Admittedly, batch jobs are not sexy or even “in fashion” compared to other technologies, but the fact remains that in a lot of organizations there is still a need for batch jobs, and especially for batch jobs to handle high volumes of data with excellent performance and robust error handling and recovery. After all, how many of us enjoy getting a phone call from work at 2 AM for a batch job production issue? Not me!
Over the course of my career, I have needed to write batch jobs multiple times to handle scenarios such as to process large batches of events (data was NOT available real time for a variety of reasons), to send thousands of orders for new vehicles to auto manufacturers, and to receive requests for driving record results (via batch based web services). To get started with batch jobs, I needed a scheduling tool.
In my experience writing batch jobs, there was no need for me to implement a batch scheduler because the client already had an existing batch scheduling tool. Most of my experience in actually writing the batch application required handling things such as:
- Business logic
- Transaction management
- File processing
- Exception handling
- Job retry / restart
Batch Job Implementation
There are several ways of implementing batch jobs to take the above matters into consideration:
- EJB client
- Custom batch framework implemented via servlet
- Spring Batch
The first two methods were far less than satisfactory for a number of reasons including:
- Only tied to specific implementation in container, such as websphere
- Poor transaction management: forced the jobs to run as one big transaction, which is not great when the same app server is used for online transactions at the same time
- Poor job control and status monitoring: if the database went down, job status was lost and had to be manually recovered
So after dealing with these and other frailties of custom batch frameworks, I went in search of something better, something that had all the features needed for high performance and high volume batch jobs. What I found was Spring Batch 2.0.
Spring Batch 2.0
I experimented with it by writing a “classic” batch job: reading from a file, manipulating the data, and finally saving data to a database. I found that Spring Batch provided many built-in components to take care of the “nuts and bolts” batch processing. Here are the ones that I used for my batch job:
- FlatFileItemReader: This component, used in conjunction with the LineMapper interface and related classes, allows you to specify the configuration and layout for a flat file. It will then handle reading the flat file without having to write a line of Java code. This component is also restartable.

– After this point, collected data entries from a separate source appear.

PR #5119, opened 2023-01-27
Merge result summary deprecation

nopcoder:
Merge API change and deprecation waring - step before we  can remove the summary fields from merge result.

This version will always return the summary field and define the field as optional.
It will enable users to switch to a version which will not break when the field is gone.

Related to #3978

### DIFF
--- a/api/swagger.yml
+++ b/api/swagger.yml
@@ -176,28 +176,26 @@ components:
           items:
             $ref: "#/components/schemas/Repository"
 
+    MergeResultSummary:
+      description: "Deprecated: merge summary will be removed"
+      type: object
+      properties:
+        added:
+          type: integer
+        removed:
+          type: integer
+        changed:
+          type: integer
+        conflict:
+          type: integer
+
     MergeResult:
       type: object
       required:
-        - summary
         - reference
       properties:
         summary:
-          type: object
-          required:
-            - added
-            - removed
-            - changed
-            - conflict
-          properties:
-            added:
-              type: integer
-            removed:
-              type: integer
-            changed:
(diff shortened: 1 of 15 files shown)


api/swagger.yml
```diff
@@ -176,28 +176,26 @@ components:
           items:
             $ref: "#/components/schemas/Repository"
 
+    MergeResultSummary:
+      description: "Deprecated: merge summary will be removed"
```
arielshaqed, line 180: I would rather only deprecate all the _fields_ and keep a MergeSummary, even empty.  That will prevent _future_ backwards-compatibility failures -- otherwise when we will want to add a response type, that's another breaking change :-(

api/swagger.yml
```diff
@@ -176,28 +176,26 @@ components:
...
+      type: object
+      properties:
+        added:
+          type: integer
```
arielshaqed, line 184:
```suggestion
        added:
          type: integer
          deprecated: true
          description: Deprecated; inaccurate and will be removed.
```

(Also on all other properties, of course.)

arielshaqed (approved):
Thanks!

I prefer to deprecate the fields rather than the message, because one day we might want to return some value.  At the same time, please also mark all these fields as "deprecated", which issues warnings on Python I think, and add a scary "description".

THANKS!

api/swagger.yml
nopcoder: @arielshaqed updated the PR with field level deprecation - note that I kept the summary as optional as I don't think we will set an empty structure if we keep it as required.

PR #5121, opened 2023-01-28
Improve ingest walkter and cover import from parent directory test

nopcoder:
Test code should break until the fix for GS walker will be merged.


itaiad200 (approved):
LGTM

PR #184, opened 2024-03-01
Reduce CI runs

vyasr:
This PR cuts down on the the number testing jobs in PRs while attempting to retain similar coverage. It also enables `fail-fast` so that matrix jobs will not proceed to completion if any one of the tests fail.

Contributes to rapidsai/build-planning#5

### DIFF
--- a/.github/workflows/conda-cpp-tests.yaml
+++ b/.github/workflows/conda-cpp-tests.yaml
@@ -97,7 +97,7 @@ jobs:
   tests:
     needs: compute-matrix
     strategy:
-      fail-fast: false
+      fail-fast: true
       matrix: ${{ fromJSON(needs.compute-matrix.outputs.MATRIX) }}
     runs-on: "linux-${{ matrix.ARCH }}-gpu-${{ matrix.GPU }}-${{ matrix.DRIVER }}-1"
     env:
--- a/.github/workflows/conda-cpp-tests.yaml
+++ b/.github/workflows/conda-cpp-tests.yaml
@@ -68,11 +68,10 @@ jobs:
           export MATRICES="
             pull-request:
               # amd64
-              - { ARCH: 'amd64', PY_VER: '3.9',  CUDA_VER: '11.4.3', LINUX_VER: 'centos7',      GPU: 'v100', DRIVER: 'latest'  }
-              - { ARCH: 'amd64', PY_VER: '3.10', CUDA_VER: '11.8.0', LINUX_VER: 'ubuntu22.04',  GPU: 'v100', DRIVER: 'latest'  }
-              - { ARCH: 'amd64', PY_VER: '3.10', CUDA_VER: '12.2.2', LINUX_VER: 'ubuntu22.04',  GPU: 'v100', DRIVER: 'latest'  }
+              - { ARCH: 'amd64', PY_VER: '3.9',  CUDA_VER: '11.8.0', LINUX_VER: 'centos7',     GPU: 'v100', DRIVER: 'earliest'   }
+              - { ARCH: 'amd64', PY_VER: '3.11', CUDA_VER: '12.2.2', LINUX_VER: 'ubuntu22.04', GPU: 'v100', DRIVER: 'latest'   }
               # arm64
-              - { ARCH: 'arm64', PY_VER: '3.10', CUDA_VER: '12.0.1', LINUX_VER: 'ubuntu22.04',  GPU: 'a100', DRIVER: 'latest'  }
+              - { ARCH: 'arm64', PY_VER: '3.10', CUDA_VER: '12.0.1', LINUX_VER: 'rockylinux8', GPU: 'a100', DRIVER: 'latest'   }
             nightly:
               # amd64
               - { ARCH: 'amd64', PY_VER: '3.9',  CUDA_VER: '11.4.3', LINUX_VER: 'centos7',     GPU: 'v100', DRIVER: 'earliest' }
--- a/.github/workflows/conda-python-tests.yaml
+++ b/.github/workflows/conda-python-tests.yaml
@@ -71,11 +71,7 @@ jobs:
           export MATRICES="
             pull-request:
               # amd64
-              - { ARCH: 'amd64', PY_VER: '3.9',  CUDA_VER: '11.4.3', LINUX_VER: 'centos7',     GPU: 'v100', DRIVER: 'earliest' }
               - { ARCH: 'amd64', PY_VER: '3.10', CUDA_VER: '11.8.0', LINUX_VER: 'ubuntu22.04', GPU: 'v100', DRIVER: 'latest'   }
-              - { ARCH: 'amd64', PY_VER: '3.11', CUDA_VER: '12.2.2', LINUX_VER: 'ubuntu22.04', GPU: 'v100', DRIVER: 'latest'   }
-              # arm64
-              - { ARCH: 'arm64', PY_VER: '3.10', CUDA_VER: '12.0.1', LINUX_VER: 'ubuntu22.04', GPU: 'a100', DRIVER: 'latest'   }
             nightly:
               # amd64
               - { ARCH: 'amd64', PY_VER: '3.9',  CUDA_VER: '11.4.3', LINUX_VER: 'centos7',     GPU: 'v100', DRIVER: 'earliest' }
--- a/.github/workflows/conda-python-tests.yaml
+++ b/.github/workflows/conda-python-tests.yaml
@@ -74,7 +74,7 @@ jobs:
               - { ARCH: 'amd64', PY_VER: '3.9',  CUDA_VER: '11.8.0', LINUX_VER: 'centos7',     GPU: 'v100', DRIVER: 'earliest'   }
               - { ARCH: 'amd64', PY_VER: '3.11', CUDA_VER: '12.2.2', LINUX_VER: 'ubuntu22.04', GPU: 'v100', DRIVER: 'latest'   }
               # arm64
-              - { ARCH: 'arm64', PY_VER: '3.10', CUDA_VER: '12.2.2', LINUX_VER: 'rockylinux8', GPU: 'a100', DRIVER: 'latest'   }
+              - { ARCH: 'arm64', PY_VER: '3.10', CUDA_VER: '12.0.1', LINUX_VER: 'rockylinux8', GPU: 'a100', DRIVER: 'latest'   }
             nightly:
               # amd64
               - { ARCH: 'amd64', PY_VER: '3.9',  CUDA_VER: '11.4.3', LINUX_VER: 'centos7',     GPU: 'v100', DRIVER: 'earliest' }
--- a/.github/workflows/conda-python-tests.yaml
+++ b/.github/workflows/conda-python-tests.yaml
@@ -71,7 +71,10 @@ jobs:
           export MATRICES="
             pull-request:
               # amd64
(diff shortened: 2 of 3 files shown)


.github/workflows/conda-python-tests.yaml
```diff
@@ -71,11 +71,7 @@ jobs:
           export MATRICES="
             pull-request:
               # amd64
-              - { ARCH: 'amd64', PY_VER: '3.9',  CUDA_VER: '11.4.3', LINUX_VER: 'centos7',     GPU: 'v100', DRIVER: 'earliest' }
               - { ARCH: 'amd64', PY_VER: '3.10', CUDA_VER: '11.8.0', LINUX_VER: 'ubuntu22.04', GPU: 'v100', DRIVER: 'latest'   }
```
bdice, line 74: We must test at least one conda job for each CUDA major version due to the importance of CUDA in our conda packages. Here, I expand this to two jobs and cover as much as possible across them.
```suggestion
              - { ARCH: 'arm64', PY_VER: '3.9', CUDA_VER: '11.8.0', LINUX_VER: 'rockylinux8', GPU: 'a100', DRIVER: 'latest'   }
              - { ARCH: 'amd64', PY_VER: '3.11', CUDA_VER: '12.2.2', LINUX_VER: 'ubuntu22.04', GPU: 'v100', DRIVER: 'latest'   }
```

vyasr: I agree, that's a good point. How about on the wheel side? Do you think it's important to keep one job per CUDA version there? I'm torn, because I think it makes sense to have coverage and there are different problems that could happen for wheels, but I also don't know if it's worth the tradeoff right now. Wheels are definitely less likely to have problems with different CUDA versions than conda.

.github/workflows/wheels-test.yaml
```diff
@@ -75,7 +75,7 @@ jobs:
           export MATRICES="
             pull-request:
               # amd64
-              - { ARCH: 'amd64', PY_VER: '3.9',  CUDA_VER: '11.8.0', LINUX_VER: 'ubuntu18.04', gpu: 'v100', driver: 'latest' }
+              - { ARCH: 'amd64', PY_VER: '3.9',  CUDA_VER: '11.8.0', LINUX_VER: 'ubuntu18.04', gpu: 'v100', driver: 'earliest' }
               - { ARCH: 'amd64', PY_VER: '3.11', CUDA_VER: '12.2.2', LINUX_VER: 'ubuntu22.04', gpu: 'v100', driver: 'latest' }
               # arm64
               - { ARCH: 'arm64', PY_VER: '3.10', CUDA_VER: '12.0.1', LINUX_VER: 'ubuntu20.04', gpu: 'a100', driver: 'latest' }
```
vyasr, line 81: I don't think we've ever seen wheel+arm be the only failing job, or at least not since the initial development of wheels. In theory there are potential glibc problems. In practice we've never observed them. I'm tempted to drop this because they're 10 minute jobs taking up our most valuable resource (arm GPU nodes).

vyasr (commented):
Will also apply fail-fast: true to the test jobs once we've finished discussions on the matrix.

.github/workflows/wheels-test.yaml
bdice: > taking up our most valuable resource (arm GPU nodes).

I'm not sure how true this is from recent observation. I think the sheer number of non-ARM jobs has led to long queue times for amd64 nodes even when no queue exists for arm64. I often see arm64 jobs finish _before_ amd64 due to the shorter queues. At one point, yes, arm64 had a longer queue, but I haven't seen that lately.

bdice: I'm not sure if I understand the original comment though. Are you proposing to remove ARM wheel jobs from the PR matrix entirely? I think it's good to have at least one ARM job for wheels.

I would propose to leave an ARM + wheel job in the matrix for now. If we see ARM queue times increasing due to a change in the ratio of amd64 to ARM jobs, then we can reconsider.

vyasr:
We discussed offline and the new matrix reflects the consensus @ajschmidt8 @bdice and I came to.

vyasr:
The latest run on the cudf test PR verifies that this workflow is valid: https://github.com/rapidsai/cudf/actions/runs/8116036240?pr=15201

vyasr:
New run based on setting v100/a100 appropriately: https://github.com/rapidsai/cudf/actions/runs/8116093123?pr=15201

.github/workflows/conda-python-tests.yaml
bdice: Resolved by discussion documented here: https://github.com/rapidsai/build-planning/issues/5#issuecomment-1973775147

.github/workflows/conda-cpp-tests.yaml
```diff
@@ -97,7 +97,7 @@ jobs:
   tests:
     needs: compute-matrix
     strategy:
-      fail-fast: false
+      fail-fast: true
```
bdice, line 100: Let's add this option explicitly to the wheel jobs, where it is currently using the default value of `true`. Just want to be explicit everywhere.

.github/workflows/conda-python-tests.yaml
```diff
@@ -71,11 +71,10 @@ jobs:
           export MATRICES="
             pull-request:
               # amd64
-              - { ARCH: 'amd64', PY_VER: '3.9',  CUDA_VER: '11.4.3', LINUX_VER: 'centos7',     GPU: 'v100', DRIVER: 'earliest' }
-              - { ARCH: 'amd64', PY_VER: '3.10', CUDA_VER: '11.8.0', LINUX_VER: 'ubuntu22.04', GPU: 'v100', DRIVER: 'latest'   }
+              - { ARCH: 'amd64', PY_VER: '3.9',  CUDA_VER: '11.8.0', LINUX_VER: 'centos7',     GPU: 'v100', DRIVER: 'earliest'   }
               - { ARCH: 'amd64', PY_VER: '3.11', CUDA_VER: '12.2.2', LINUX_VER: 'ubuntu22.04', GPU: 'v100', DRIVER: 'latest'   }
               # arm64
-              - { ARCH: 'arm64', PY_VER: '3.10', CUDA_VER: '12.0.1', LINUX_VER: 'ubuntu22.04', GPU: 'a100', DRIVER: 'latest'   }
+              - { ARCH: 'arm64', PY_VER: '3.10', CUDA_VER: '12.2.2', LINUX_VER: 'rockylinux8', GPU: 'a100', DRIVER: 'latest'   }
```
bdice, line 77: Let's retain a conda job with CUDA 12.0.
```suggestion
              - { ARCH: 'arm64', PY_VER: '3.10', CUDA_VER: '12.0.1', LINUX_VER: 'rockylinux8', GPU: 'a100', DRIVER: 'latest'   }
```

.github/workflows/conda-cpp-tests.yaml
vyasr: It's already there.

.github/workflows/conda-cpp-tests.yaml
bdice, line 1: Can we also cut the matrix in the conda C++ tests? Seems like this should resemble the conda Python matrix.

vyasr: Yup can do that.

vyasr: Done.

bdice:
Net changes to PRs:
conda C++ tests go from 4 jobs to 3.
conda Python tests go from 4 jobs to 3.
wheel tests go from 3 jobs to 2.

amd64 jobs go from 8 (3 conda C++, 3 conda Python, 2 wheel) to 5 (2 conda C++, 2 conda Python, 1 wheel)
arm64 jobs go from 3 to ... 3. 😬

Of course, we also have to account for custom jobs like docs and notebooks that also consume amd64 runners. That usually adds about 2 jobs to the amd64 runners, depending on the repository.

For this to improve CI times, we have to be waiting on amd64. That's currently true, from my observations, and I expect that reducing amd64 usage will be sufficient to improve CI queue times.

If you also consider that some of those amd64 jobs are "earliest" driver and thus come from a separate pool of runners, this is an even more significant improvement. 👍

.github/workflows/conda-cpp-tests.yaml
```diff
@@ -68,11 +68,10 @@ jobs:
           export MATRICES="
             pull-request:
               # amd64
-              - { ARCH: 'amd64', PY_VER: '3.9',  CUDA_VER: '11.4.3', LINUX_VER: 'centos7',      GPU: 'v100', DRIVER: 'latest'  }
-              - { ARCH: 'amd64', PY_VER: '3.10', CUDA_VER: '11.8.0', LINUX_VER: 'ubuntu22.04',  GPU: 'v100', DRIVER: 'latest'  }
-              - { ARCH: 'amd64', PY_VER: '3.10', CUDA_VER: '12.2.2', LINUX_VER: 'ubuntu22.04',  GPU: 'v100', DRIVER: 'latest'  }
+              - { ARCH: 'amd64', PY_VER: '3.9',  CUDA_VER: '11.8.0', LINUX_VER: 'centos7',     GPU: 'v100', DRIVER: 'earliest'   }
```
bdice, line 71: Ooh, this rebalances one of the C++ jobs to use the "earliest" pool of runners. That's probably a net win.

bdice (approved):

.github/workflows/wheels-test.yaml
```diff
@@ -75,10 +75,9 @@ jobs:
           export MATRICES="
             pull-request:
               # amd64
-              - { ARCH: 'amd64', PY_VER: '3.9',  CUDA_VER: '11.8.0', LINUX_VER: 'ubuntu18.04', gpu: 'v100', driver: 'latest' }
-              - { ARCH: 'amd64', PY_VER: '3.11', CUDA_VER: '12.2.2', LINUX_VER: 'ubuntu22.04', gpu: 'v100', driver: 'latest' }
+              - { ARCH: 'amd64', PY_VER: '3.9',  CUDA_VER: '12.2.2', LINUX_VER: 'rockylinux8', gpu: 'v100', driver: 'latest' }
               # arm64
-              - { ARCH: 'arm64', PY_VER: '3.10', CUDA_VER: '12.0.1', LINUX_VER: 'ubuntu20.04', gpu: 'a100', driver: 'latest' }
+              - { ARCH: 'arm64', PY_VER: '3.11', CUDA_VER: '11.8.0', LINUX_VER: 'ubuntu18.04', gpu: 'a100', driver: 'latest' }
```
ajschmidt8, line 80: This particular combo doesn't seem to have an `arm` variant: https://hub.docker.com/layers/rapidsai/citestwheel/cuda11.8.0-ubuntu18.04-py3.11/images/sha256-71f5576469cfa14dce97e3fb4d8e7aec7c75ee3f2136396d11909f075e0a84a8?context=explore

ajschmidt8 (commented):
found two invalid combinations

bdice:
https://github.com/rapidsai/shared-workflows/pull/184#discussion_r1509457946
https://github.com/rapidsai/cudf/actions/runs/8117888463/job/22191610519?pr=15201

Confirming this hypothesis about imbalanced queues for latest/earliest drivers -- for this job's C++ tests, the amd64 "latest" job is still waiting on a runner after 45 minutes, but the amd64 "earliest" job started immediately.

vyasr:
Aside from some unrelated failures, the test cudf job looks good now. @ajschmidt8 I think this is good to go when you're happy with it.

ajschmidt8 (approved):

- ItemProcessor: This interface allows you to implement your own component to perform data transformations such as converting state abbreviation codes to full state names, converting strings to integers, etc.
- JDBCBatchItemWriter: This component implements Spring Batch’s ItemWriter interface and greatly simplifies implementing JDBC batch. You pretty much just have to put the SQL code and the parameters into the XML configuration file and you’re done!
In addition to these three components, I had to “wire up” the Spring Batch configuration to layout what steps the job included, and most importantly, the “chunk size” (aka the commit count). The chunk size is used to indicate how often the batch job should commit to the database. For example, if the size is 50, the item reader and item processor will go through 50 rows before calling the item writer to process any SQL statements to update the database. If the job fails after this point, when it is restarted the Spring Batch framework will know to skip the records in the file that have already been written and pick up with the next “new” row.
I have touched very briefly on a few of Spring Batch’s simplest features, but there is much more to it than what I have covered.
So what do you think about the need for batch jobs in general? What do you think about Spring Batch? Do you know of other batch frameworks that you prefer instead?